Using geometric properties of topographic manifold to detect and track eyes for human-computer interaction

  • Authors:
  • Jun Wang;Lijun Yin;Jason Moore

  • Affiliations:
  • Columbia University, New York, NY;State University of New York at Binghamton, Binghamton, NY;Air Force Research Laboratory at Rome, Rome, NY

  • Venue:
  • ACM Transactions on Multimedia Computing, Communications, and Applications (TOMCCAP)
  • Year:
  • 2007

Quantified Score

Hi-index 0.00

Visualization

Abstract

Automatic eye detection and tracking is an important component for advanced human-computer interface design. Accurate eye localization can help develop a successful system for face recognition and emotion identification.

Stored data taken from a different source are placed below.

PR #4112, opened 2025-03-28
Docs: mention ACM in Certificate Discovery

sdarwin:
Hi,

This is both an Issue and an attempted Pull Request to solve the issue.

On the page "Certificate Discovery" https://kubernetes-sigs.github.io/aws-load-balancer-controller/latest/guide/ingress/cert_discovery/  , I was reading and wondered about where the discovered TLS certificates come from. Consider that the main kubernetes documentation about Ingress https://kubernetes.io/docs/concepts/services-networking/ingress/ includes a nearly identical spec:

```
spec:
  tls:
  - hosts:
      - https-example.foo.com
```

Where do those TLS certs on the official page come from?  
They are k8s Secrets, which are resources in the cluster, similar to ConfigMaps.      
If this controller is doing something similar to the official Ingress spec, but "discovering" tls, perhaps that also means from k8s secrets.    
"ACM" "AWS Certificate Manager" is referred to 0 times on the "Certificate Discovery" page.    
All of this might lead one to think about "secrets" and not "ACM". Which is it? And so, the text update in this pull request.   
Let me know, if it should to be edited/modified.


sdarwin:
There is another topic that could be mentioned on this page also. 
1. Often, certificates are associated with multiple domains.  
2. One ingress might have multiple different entries. with multiple domains.

text -

1.  "If an ACM certificate has many domains and/or wildcards, it's sufficient for the discovery process to find one of those domains, and that will count as a match."
2. show an example?

zac-nixon:
I agree with your two points, that would be helpful to mention! We can work on updating those examples, or would you prefer to work off this PR?

sdarwin:
Hi @zac-nixon ,

If you will work on it, that's great.   
For me, it doesn't matter if that's through this PR, or creating another one.    This PR has "Allow edits by maintainers".   But a new one is fine also.    
"I agree with your two points".  Yes. There is an issue I often find in documentation: let's say an --options-flag or a config setting can take multiple entries.   The docs might say that "You can add multiple domains".    The reader is left wondering "Would those be comma-separated, or completely separate flags, or in a formatted json array, or..."    Any time something can be multiplied it's worthwhile to actually show examples. I was trying to think of such cases here.  "What if a cert has multiple domains".  "What if an ingress takes multiple certs". etc.

sdarwin:
/remove-lifecycle stale

All the discussions in this thread are extra/optional. The pull request could be merged as-is.   It's a small change. Simply merge.

sdarwin:
/remove-lifecycle stale

The existing pull request is a small text modification, and could be merged as-is.

PR #4137, opened 2025-04-09
Subnet Discovery for Gateway API

zac-nixon:
### Description

This PR introduces subnet discovery for the Gateway API. It sets up some of the basic model builders to resolve the information needed to construct the ELB Subnets, such as the LB scheme and IP Address Type.

The goal here is to make re-usable logic for both NLB and ALB subnet creation; essentially adding, merging, and refactoring the existing subnet logic from the service and ingress packages.

https://github.com/kubernetes-sigs/aws-load-balancer-controller/blob/main/pkg/service/model_build_load_balancer.go#L323

https://github.com/kubernetes-sigs/aws-load-balancer-controller/blob/main/pkg/ingress/model_build_load_balancer.go#L200

The goal I have in mind is to prevent one big builder object like the Ingress and Service models currently have. Instead, I'd like to strive more granular pieces of the model builder. 

### Checklist
- [x] Manually tested


pkg/gateway/model/model_build_subnet.go
```diff
@@ -0,0 +1,221 @@
...
+		if (subnetConfig.PrivateIPv4Allocation != nil) != privateIPv4AllocationSpecified {
+			return false, errors.Errorf("Either specify all private ipv4 allocations or none.")
+		}
+
+		if (subnetConfig.SourceNatIPv6Prefix != nil) != sourceNATSpecified {
+			return false, errors.Errorf("Either specify all source nat prefixes or none.")
+		}
+	}
+
+	if eipAllocationSpecified {
```
shraddhabang, line 130: Nit : Lets move these checks above before we iterate through subnetConfigs to return early.

pkg/gateway/model/subnet/eip_mutator.go
```diff
@@ -0,0 +1,34 @@
...
+	if elbSubnets == nil || len(subnetConfig) == 0 || subnetConfig[0].EIPAllocation == nil {
+		return nil
+	}
+
+	if len(elbSubnets) != len(subnetConfig) {
+		return errors.Errorf("Unable to assign EIP allocations we have %+v subnets and %v EIP allocations", len(elbSubnets), len(subnetConfig))
+	}
+
+	for i, elbSubnet := range elbSubnets {
+		fmt.Println("HERE!")
```
shraddhabang, line 30: Nit: leftover log

pkg/gateway/model/subnet/ipv6_mutator.go
```diff
@@ -0,0 +1,65 @@
...
+}
+
+func (mutator *ipv6Mutator) Mutate(elbSubnets []*elbv2model.SubnetMapping, ec2Subnets []ec2types.Subnet, subnetConfig []elbv2gw.SubnetConfiguration) error {
+
+	// We've already validated it's already all or nothing for ipv6 allocations.
+	if elbSubnets == nil || len(subnetConfig) == 0 || subnetConfig[0].IPv6Allocation == nil {
+		return nil
+	}
+
+	if len(elbSubnets) != len(subnetConfig) {
```
shraddhabang, line 35: As this is common error among all the mutators, lets check this once before starting the mutators for each config to avoid duplicate code.

zac-nixon: Nice catch. I did this on purpose because. i wanted the mutators to be agnostic of each other. This was to future proof these mutators where we might run a subset of them in the future.

pkg/gateway/model/subnet/eip_mutator.go
zac-nixon: Will fix

shraddhabang (approved):
/lgtm

PR #4142, opened 2025-04-14
[feat: gw api] Security Group discovery and management

zac-nixon:
### Description

Adds logic to manage security groups, either via static IDs / names, or by controller managed SG. This logic combines the ingress and service paths to work for either nlb / alb.

### Checklist
- [x] Manually tested


pkg/gateway/model/model_build_loadbalancer.go
```diff
@@ -0,0 +1,120 @@
...
+		Scheme:                      scheme,
+		IPAddressType:               ipAddressType,
+		SubnetMappings:              subnets.subnets,
+		SecurityGroups:              securityGroupTokens,
+		LoadBalancerAttributes:      lbModelBuilder.buildLoadBalancerAttributes(lbConf),
+		MinimumLoadBalancerCapacity: lbModelBuilder.buildLoadBalancerMinimumCapacity(lbConf),
+		Tags:                        tags,
+	}
+
+	if lbModelBuilder.loadBalancerType == elbv2model.LoadBalancerTypeNetwork {
```
shraddhabang, line 63: Can we have dedicated functions to build these LB type specific params? instead of big if blocks for better readability?

pkg/gateway/model/model_build_loadbalancer.go
```diff
@@ -0,0 +1,120 @@
...
+	if lbModelBuilder.loadBalancerType == elbv2model.LoadBalancerTypeApplication {
+		spec.CustomerOwnedIPv4Pool = lbConf.Spec.CustomerOwnedIpv4Pool
+		spec.IPv4IPAMPool = lbConf.Spec.IPv4IPAMPoolId
+	}
+
+	return spec, nil
+}
+
+func (lbModelBuilder *loadBalancerBuilderImpl) translateSourcePrefixEnabled(b bool) elbv2model.EnablePrefixForIpv6SourceNat {
+	if b {
```
shraddhabang, line 80: NIT: Lets add proper variable name for this

pkg/gateway/model/model_build_loadbalancer.go
```diff
@@ -0,0 +1,120 @@
...
+		return elbv2model.EnablePrefixForIpv6SourceNatOn
+	}
+	return elbv2model.EnablePrefixForIpv6SourceNatOff
+}
+
+func (lbModelBuilder *loadBalancerBuilderImpl) buildLoadBalancerName(lbConf *elbv2gw.LoadBalancerConfiguration, gw *gwv1.Gateway, scheme elbv2model.LoadBalancerScheme) (string, error) {
+	if lbConf.Spec.LoadBalancerName != nil {
+		name := *lbConf.Spec.LoadBalancerName
+		// The name of the loadbalancer can only have up to 32 characters
```
shraddhabang, line 89: Already added as part of crd validation. https://github.com/kubernetes-sigs/aws-load-balancer-controller/blob/main/apis/gateway/v1beta1/loadbalancerconfig_types.go#L173

pkg/gateway/model/model_build_loadbalancer.go
zac-nixon: done

pkg/gateway/model/model_build_loadbalancer.go
zac-nixon: done

pkg/gateway/model/model_build_loadbalancer.go
zac-nixon: i was just being defensive but yeah fair enough the whole point of using the CRD was to avoid having duplicate validations

shraddhabang (approved):
/lgtm /approve

pkg/gateway/model/model_build_security_group.go
```diff
@@ -0,0 +1,305 @@
...
+	includeIPv6 := isIPv6Supported(ipAddressType)
+
+	// Port Loop
+	for port, cfg := range routes {
+		// Protocol Loop
+		for _, protocol := range generateProtocolListFromRoutes(cfg) {
+			// CIDR Loop
+			for _, cidr := range sourceRanges {
+				isIPv6 := isIPv6CIDR(cidr)
+
```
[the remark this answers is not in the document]
zac-nixon: IMO, I don't think it's more readable. Also, it looks like there is a bug as it would always enable icmpv4 if icmp was not enabled.

PR #4156, opened 2025-04-25
[feat:gw-api] add support for ServiceExternalTrafficPolicyLocal

shuqz:
### Description
add support for ServiceExternalTrafficPolicyLocal when ExternalTrafficPolicy is defined in Service Spec for NLB. To have default value for Local case, it needs to satisfy: 
1. targetType = Instance 
2. externalTrafficPolicy = Local
3. load balancer type = NLB

### Checklist
- [✅] Added tests that cover your change (if possible)
- [] Added/modified documentation as required (such as the `README.md`, or the `docs` directory)
- [✅] Manually tested (changed in kind:Service YAML file)
    - test case 1: set `externalTrafficPolicy: Cluster` -> no difference, this is the default case 
    - test case 2: set `externalTrafficPolicy: Local` and not specify healthCheckNodePort -> random number(range 30000-32767) is chosen for health check node port and other default values are taken
    - test case 3: set `externalTrafficPolicy: Local` and specify healthCheckNodePort -> healthCheckNodePort is chosen for health check node port and other default values are taken
    - test case 4: set `externalTrafficPolicy: Local` and specify healthCheckNodePort and under Type:NodePort -> get error " spec.healthCheckNodePort: Invalid value: 30001: may only be set when `type` is 'LoadBalancer' and `externalTrafficPolicy` is 'Local'"
- [✅] Made sure the title of the PR is a good description that can go into the release notes

### DIFF
--- a/pkg/gateway/model/model_build_target_group.go
+++ b/pkg/gateway/model/model_build_target_group.go
@@ -53,6 +53,14 @@ type targetGroupBuilderImpl struct {
 	defaultHealthyThresholdCount              int32
 	defaultHealthCheckTimeout                 int32
 	defaultHealthCheckInterval                int32
+
+	// Default health check settings for NLB instance mode with spec.ExternalTrafficPolicy set to Local
+	defaultHealthCheckProtocolForInstanceModeLocal           elbv2model.Protocol
+	defaultHealthCheckPathForInstanceModeLocal               string
+	defaultHealthCheckIntervalForInstanceModeLocal           int32
+	defaultHealthCheckTimeoutForInstanceModeLocal            int32
+	defaultHealthCheckHealthyThresholdForInstanceModeLocal   int32
+	defaultHealthCheckUnhealthyThresholdForInstanceModeLocal int32
 }
 
 func newTargetGroupBuilder(clusterName string, vpcId string, tagHelper tagHelper, loadBalancerType elbv2model.LoadBalancerType, disableRestrictedSGRules bool, defaultTargetType string) targetGroupBuilder {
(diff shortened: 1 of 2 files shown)


pkg/gateway/model/model_build_target_group.go
```diff
@@ -515,6 +542,12 @@ func (builder *targetGroupBuilderImpl) buildTargetGroupHealthCheckPath(targetGro
 		return &builder.defaultHealthCheckPathGRPC
 	}
 
+	if targetGroupProps == nil || targetGroupProps.HealthCheckConfig == nil || targetGroupProps.HealthCheckConfig.HealthCheckPath == nil {
+		if builder.loadBalancerType == elbv2model.LoadBalancerTypeNetwork && isServiceExternalTrafficPolicyTypeLocal {
```
zac-nixon, line 546: nit: isServiceExternalTrafficPolicyTypeLocal will never be true for application lb, so you can drop the nlb check.

pkg/gateway/model/model_build_target_group.go
```diff
@@ -544,30 +577,42 @@ func (builder *targetGroupBuilderImpl) buildTargetGroupHealthCheckMatcher(target
 	}
 }
 
-func (builder *targetGroupBuilderImpl) buildTargetGroupHealthCheckIntervalSeconds(targetGroupProps *elbv2gw.TargetGroupProps) int32 {
+func (builder *targetGroupBuilderImpl) buildTargetGroupHealthCheckIntervalSeconds(targetGroupProps *elbv2gw.TargetGroupProps, isServiceExternalTrafficPolicyTypeLocal bool) int32 {
 	if targetGroupProps == nil || targetGroupProps.HealthCheckConfig == nil || targetGroupProps.HealthCheckConfig.HealthCheckInterval == nil {
-		return builder.defaultHealthCheckInterval
+		return map[bool]int32{
```
zac-nixon, line 582: interesting pattern :)

zac-nixon (approved):
I was expecting this to as a new property in the TG config to fit the pattern of defining TG attributes in that CRD. But I think this is ok, and it's not a one-way door. We can add the TG prop at a later time.

PR #4162, opened 2025-04-30
[feat:gw-api] add support for capacity reservation

shuqz:
[feat:gw-api] add support for capacity reservation 

### Description
1. add support for capacity reservation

In this article, we propose a novel approach to detect and track eyes using geometric surface features on topographic manifold of eye images. First, in the joint spatial-intensity domain, a facial image is treated as a 3D terrain surface or image topographic manifold. In particular, eye regions exhibit certain intrinsic geometric traits on this topographic manifold, namely, the pit-labeled center and hillside-like surround regions. Applying a terrain classification procedure on the topographic manifold of facial images, each location of the manifold can be labeled to generate a terrain map. We use the distribution of terrain labels to represent the eye terrain pattern. The Bhattacharyya affinity is employed to measure the distribution similarity between two topographic manifolds. Based on the Bhattacharyya kernel, a support vector machine is applied for selecting proper eye pairs from the pit-labeled candidates. Second, given detected eyes on the first frame of a video sequence, a mutual-information-based fitting function is defined to describe the similarity between two terrain surfaces of neighboring frames. By optimizing the fitting function, eye locations are updated for subsequent frames. The distinction of the proposed approach lies in that both eye detection and eye tracking are performed on the derived topographic manifold, rather than on an original-intensity image domain. The robustness of the approach is demonstrated under various imaging conditions and with different facial appearances, using both static images and video sequences without background constraints.